▸ **TASK DIRECTIONS**: The word "TestReplaceWithSpecialCharacters" marks the lines to find; copy every such line from the data below.
PROVIDED RECORDS Block Start
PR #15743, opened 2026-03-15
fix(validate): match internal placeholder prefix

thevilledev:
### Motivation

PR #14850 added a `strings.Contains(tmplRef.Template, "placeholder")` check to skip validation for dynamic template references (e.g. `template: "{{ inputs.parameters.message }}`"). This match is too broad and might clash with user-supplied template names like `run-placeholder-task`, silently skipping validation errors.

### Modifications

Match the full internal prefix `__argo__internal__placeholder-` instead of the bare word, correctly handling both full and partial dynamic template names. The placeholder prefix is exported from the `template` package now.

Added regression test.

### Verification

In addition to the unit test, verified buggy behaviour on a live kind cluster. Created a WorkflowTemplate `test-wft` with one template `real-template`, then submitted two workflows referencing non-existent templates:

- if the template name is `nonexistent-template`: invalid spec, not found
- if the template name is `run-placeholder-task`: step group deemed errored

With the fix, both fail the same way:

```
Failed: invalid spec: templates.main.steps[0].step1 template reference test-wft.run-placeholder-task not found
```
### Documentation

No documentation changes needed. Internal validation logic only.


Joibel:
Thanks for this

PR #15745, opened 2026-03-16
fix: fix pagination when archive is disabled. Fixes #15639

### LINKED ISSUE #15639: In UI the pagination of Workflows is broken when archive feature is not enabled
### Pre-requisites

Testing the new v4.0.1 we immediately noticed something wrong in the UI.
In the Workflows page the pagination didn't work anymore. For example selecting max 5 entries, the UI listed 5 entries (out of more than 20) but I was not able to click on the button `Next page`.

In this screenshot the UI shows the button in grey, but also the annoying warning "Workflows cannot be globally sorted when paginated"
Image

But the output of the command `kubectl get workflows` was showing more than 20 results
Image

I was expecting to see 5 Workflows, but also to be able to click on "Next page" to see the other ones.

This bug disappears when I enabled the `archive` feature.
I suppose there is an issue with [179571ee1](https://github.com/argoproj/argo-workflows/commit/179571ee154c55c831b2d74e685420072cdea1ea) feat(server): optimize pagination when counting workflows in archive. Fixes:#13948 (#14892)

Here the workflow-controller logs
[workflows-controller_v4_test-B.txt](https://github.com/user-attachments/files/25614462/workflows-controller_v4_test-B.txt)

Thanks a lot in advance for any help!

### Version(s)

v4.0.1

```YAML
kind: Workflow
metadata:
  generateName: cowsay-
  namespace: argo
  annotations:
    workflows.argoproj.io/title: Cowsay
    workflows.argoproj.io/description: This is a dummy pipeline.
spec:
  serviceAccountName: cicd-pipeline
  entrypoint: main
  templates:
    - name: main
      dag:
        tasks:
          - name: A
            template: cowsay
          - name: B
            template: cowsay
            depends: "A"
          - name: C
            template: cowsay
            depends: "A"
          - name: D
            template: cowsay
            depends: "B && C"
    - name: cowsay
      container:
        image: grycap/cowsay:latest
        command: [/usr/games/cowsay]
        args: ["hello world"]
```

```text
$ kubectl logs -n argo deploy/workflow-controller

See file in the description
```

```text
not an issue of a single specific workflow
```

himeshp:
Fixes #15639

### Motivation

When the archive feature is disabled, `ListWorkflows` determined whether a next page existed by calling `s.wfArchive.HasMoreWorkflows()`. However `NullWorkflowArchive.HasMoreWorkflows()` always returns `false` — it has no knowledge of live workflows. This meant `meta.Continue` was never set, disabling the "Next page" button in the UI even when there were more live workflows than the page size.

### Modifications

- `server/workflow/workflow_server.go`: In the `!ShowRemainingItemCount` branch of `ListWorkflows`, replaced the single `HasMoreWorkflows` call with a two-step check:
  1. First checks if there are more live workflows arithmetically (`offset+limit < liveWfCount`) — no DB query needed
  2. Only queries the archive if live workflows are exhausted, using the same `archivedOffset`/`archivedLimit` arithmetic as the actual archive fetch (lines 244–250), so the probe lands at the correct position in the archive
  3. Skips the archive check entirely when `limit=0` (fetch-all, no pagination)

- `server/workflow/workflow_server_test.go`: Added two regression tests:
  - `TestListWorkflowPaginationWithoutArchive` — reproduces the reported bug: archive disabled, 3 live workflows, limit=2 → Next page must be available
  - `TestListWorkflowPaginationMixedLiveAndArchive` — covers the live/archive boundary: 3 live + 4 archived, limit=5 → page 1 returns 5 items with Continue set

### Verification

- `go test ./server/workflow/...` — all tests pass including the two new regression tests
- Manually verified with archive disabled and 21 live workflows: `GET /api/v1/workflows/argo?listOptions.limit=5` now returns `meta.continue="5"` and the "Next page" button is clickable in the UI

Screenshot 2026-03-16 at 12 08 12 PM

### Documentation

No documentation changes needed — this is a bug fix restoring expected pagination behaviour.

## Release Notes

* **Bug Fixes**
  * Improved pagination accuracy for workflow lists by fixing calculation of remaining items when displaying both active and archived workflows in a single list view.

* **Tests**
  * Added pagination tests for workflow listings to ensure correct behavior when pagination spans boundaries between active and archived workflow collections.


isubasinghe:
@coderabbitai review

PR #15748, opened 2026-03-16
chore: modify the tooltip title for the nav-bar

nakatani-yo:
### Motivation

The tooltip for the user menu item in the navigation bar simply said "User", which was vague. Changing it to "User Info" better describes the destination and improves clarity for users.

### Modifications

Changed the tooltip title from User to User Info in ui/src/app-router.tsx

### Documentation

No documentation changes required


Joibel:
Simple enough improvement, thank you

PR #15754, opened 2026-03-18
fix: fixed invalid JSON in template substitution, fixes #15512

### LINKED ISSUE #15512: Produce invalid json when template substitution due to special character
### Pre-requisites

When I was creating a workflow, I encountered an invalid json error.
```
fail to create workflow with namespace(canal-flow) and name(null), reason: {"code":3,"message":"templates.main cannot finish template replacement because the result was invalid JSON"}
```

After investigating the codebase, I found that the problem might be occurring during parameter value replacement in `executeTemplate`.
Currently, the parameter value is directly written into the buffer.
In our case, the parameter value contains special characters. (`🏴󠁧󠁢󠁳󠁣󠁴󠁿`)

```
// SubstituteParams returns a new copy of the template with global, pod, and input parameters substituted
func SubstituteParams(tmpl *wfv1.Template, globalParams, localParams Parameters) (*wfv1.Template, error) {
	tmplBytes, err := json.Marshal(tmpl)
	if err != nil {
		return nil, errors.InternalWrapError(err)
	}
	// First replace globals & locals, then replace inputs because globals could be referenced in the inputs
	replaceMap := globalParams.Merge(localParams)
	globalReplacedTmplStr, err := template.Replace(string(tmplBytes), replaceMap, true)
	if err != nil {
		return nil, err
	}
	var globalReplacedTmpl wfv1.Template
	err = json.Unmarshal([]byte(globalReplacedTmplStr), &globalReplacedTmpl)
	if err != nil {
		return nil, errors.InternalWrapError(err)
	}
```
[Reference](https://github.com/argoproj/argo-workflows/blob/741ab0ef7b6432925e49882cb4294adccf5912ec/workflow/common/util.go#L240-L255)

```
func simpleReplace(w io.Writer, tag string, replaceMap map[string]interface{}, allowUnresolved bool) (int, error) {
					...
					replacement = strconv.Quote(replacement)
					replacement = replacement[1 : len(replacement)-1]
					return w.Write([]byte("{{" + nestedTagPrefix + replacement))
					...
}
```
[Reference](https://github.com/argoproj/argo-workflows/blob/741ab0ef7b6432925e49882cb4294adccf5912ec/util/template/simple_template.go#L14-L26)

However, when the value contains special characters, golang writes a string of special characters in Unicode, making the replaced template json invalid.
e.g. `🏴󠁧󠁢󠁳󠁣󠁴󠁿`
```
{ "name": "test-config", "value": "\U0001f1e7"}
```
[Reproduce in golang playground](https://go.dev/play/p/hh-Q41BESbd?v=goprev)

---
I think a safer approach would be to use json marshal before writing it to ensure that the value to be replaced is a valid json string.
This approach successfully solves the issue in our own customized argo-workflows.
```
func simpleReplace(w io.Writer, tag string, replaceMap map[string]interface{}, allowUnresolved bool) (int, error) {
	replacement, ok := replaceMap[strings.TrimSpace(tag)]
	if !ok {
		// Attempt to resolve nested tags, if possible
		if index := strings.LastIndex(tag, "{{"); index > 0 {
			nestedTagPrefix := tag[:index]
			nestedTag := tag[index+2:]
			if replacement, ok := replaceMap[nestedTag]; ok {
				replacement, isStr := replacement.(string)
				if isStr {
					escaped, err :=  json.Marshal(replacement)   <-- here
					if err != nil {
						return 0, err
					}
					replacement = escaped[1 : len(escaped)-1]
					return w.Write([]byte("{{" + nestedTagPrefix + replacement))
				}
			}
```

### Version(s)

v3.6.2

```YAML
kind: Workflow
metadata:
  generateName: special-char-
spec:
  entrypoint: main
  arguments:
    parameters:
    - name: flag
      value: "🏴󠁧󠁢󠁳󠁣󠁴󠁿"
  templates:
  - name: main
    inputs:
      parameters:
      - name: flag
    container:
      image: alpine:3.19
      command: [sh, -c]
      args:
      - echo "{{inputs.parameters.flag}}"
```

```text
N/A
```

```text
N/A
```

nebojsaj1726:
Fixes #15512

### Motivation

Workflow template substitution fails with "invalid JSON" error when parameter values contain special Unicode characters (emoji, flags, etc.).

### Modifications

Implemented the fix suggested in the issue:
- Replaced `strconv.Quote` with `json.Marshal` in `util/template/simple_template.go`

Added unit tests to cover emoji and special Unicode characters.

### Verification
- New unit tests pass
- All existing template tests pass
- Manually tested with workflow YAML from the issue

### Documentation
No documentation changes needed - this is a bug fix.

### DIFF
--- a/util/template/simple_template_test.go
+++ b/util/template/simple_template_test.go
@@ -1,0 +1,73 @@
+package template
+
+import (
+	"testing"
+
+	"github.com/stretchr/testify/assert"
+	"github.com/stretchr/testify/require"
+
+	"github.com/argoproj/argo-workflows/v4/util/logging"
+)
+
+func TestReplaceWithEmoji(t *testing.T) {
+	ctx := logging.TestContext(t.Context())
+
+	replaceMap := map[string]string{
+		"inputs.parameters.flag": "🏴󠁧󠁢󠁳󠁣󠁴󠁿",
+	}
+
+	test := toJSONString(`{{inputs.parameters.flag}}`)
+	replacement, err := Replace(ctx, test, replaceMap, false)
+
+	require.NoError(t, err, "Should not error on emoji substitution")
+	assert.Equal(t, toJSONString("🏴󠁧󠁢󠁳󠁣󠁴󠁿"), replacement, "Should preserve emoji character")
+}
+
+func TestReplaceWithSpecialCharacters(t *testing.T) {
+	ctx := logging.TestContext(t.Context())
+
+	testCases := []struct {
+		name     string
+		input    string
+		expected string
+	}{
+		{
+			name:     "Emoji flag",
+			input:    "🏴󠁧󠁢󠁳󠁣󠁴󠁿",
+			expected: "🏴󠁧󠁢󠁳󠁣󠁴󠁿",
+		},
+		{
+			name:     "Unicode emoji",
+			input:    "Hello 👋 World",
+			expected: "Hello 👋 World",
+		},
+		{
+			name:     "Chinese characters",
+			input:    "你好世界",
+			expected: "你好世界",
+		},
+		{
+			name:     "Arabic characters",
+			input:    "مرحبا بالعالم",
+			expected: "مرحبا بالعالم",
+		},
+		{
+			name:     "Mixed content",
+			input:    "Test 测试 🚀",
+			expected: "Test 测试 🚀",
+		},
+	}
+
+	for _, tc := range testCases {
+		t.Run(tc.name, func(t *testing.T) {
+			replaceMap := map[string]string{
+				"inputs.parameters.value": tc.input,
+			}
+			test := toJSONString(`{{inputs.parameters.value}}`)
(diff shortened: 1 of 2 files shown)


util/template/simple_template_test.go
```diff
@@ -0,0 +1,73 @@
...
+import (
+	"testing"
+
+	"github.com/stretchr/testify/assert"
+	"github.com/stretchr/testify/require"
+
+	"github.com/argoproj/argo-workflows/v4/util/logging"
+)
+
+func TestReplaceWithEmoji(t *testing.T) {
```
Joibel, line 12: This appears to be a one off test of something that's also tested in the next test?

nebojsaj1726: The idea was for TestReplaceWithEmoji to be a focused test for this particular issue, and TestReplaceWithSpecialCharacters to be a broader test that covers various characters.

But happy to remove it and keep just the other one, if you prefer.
PROVIDED RECORDS Block End
PROVIDED RECORDS Block Start
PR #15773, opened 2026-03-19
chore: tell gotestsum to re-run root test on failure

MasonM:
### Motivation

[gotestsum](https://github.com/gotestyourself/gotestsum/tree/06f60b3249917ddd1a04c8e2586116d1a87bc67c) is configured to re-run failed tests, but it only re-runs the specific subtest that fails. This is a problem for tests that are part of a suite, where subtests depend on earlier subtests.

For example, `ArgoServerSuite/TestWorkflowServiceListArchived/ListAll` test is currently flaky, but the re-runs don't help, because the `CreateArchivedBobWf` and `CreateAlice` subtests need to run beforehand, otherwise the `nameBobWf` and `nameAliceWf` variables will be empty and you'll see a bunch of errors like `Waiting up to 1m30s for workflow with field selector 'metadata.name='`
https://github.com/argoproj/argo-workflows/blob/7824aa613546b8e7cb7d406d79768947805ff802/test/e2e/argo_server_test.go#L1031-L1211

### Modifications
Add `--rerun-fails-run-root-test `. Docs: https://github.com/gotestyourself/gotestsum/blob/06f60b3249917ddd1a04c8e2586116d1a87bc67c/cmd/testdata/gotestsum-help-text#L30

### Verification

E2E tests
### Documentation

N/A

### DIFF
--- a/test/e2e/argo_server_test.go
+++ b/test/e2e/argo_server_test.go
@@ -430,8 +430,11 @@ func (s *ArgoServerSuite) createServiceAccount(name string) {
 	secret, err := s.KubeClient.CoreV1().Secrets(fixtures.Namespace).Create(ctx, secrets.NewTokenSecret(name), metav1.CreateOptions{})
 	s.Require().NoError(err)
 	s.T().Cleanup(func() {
PROVIDED RECORDS Block End
▸ **ANSWER TO THE EXERCISE**:
+func TestReplaceWithSpecialCharacters(t *testing.T) {
nebojsaj1726: The idea was for TestReplaceWithEmoji to be a focused test for this particular issue, and TestReplaceWithSpecialCharacters to be a broader test that covers various characters.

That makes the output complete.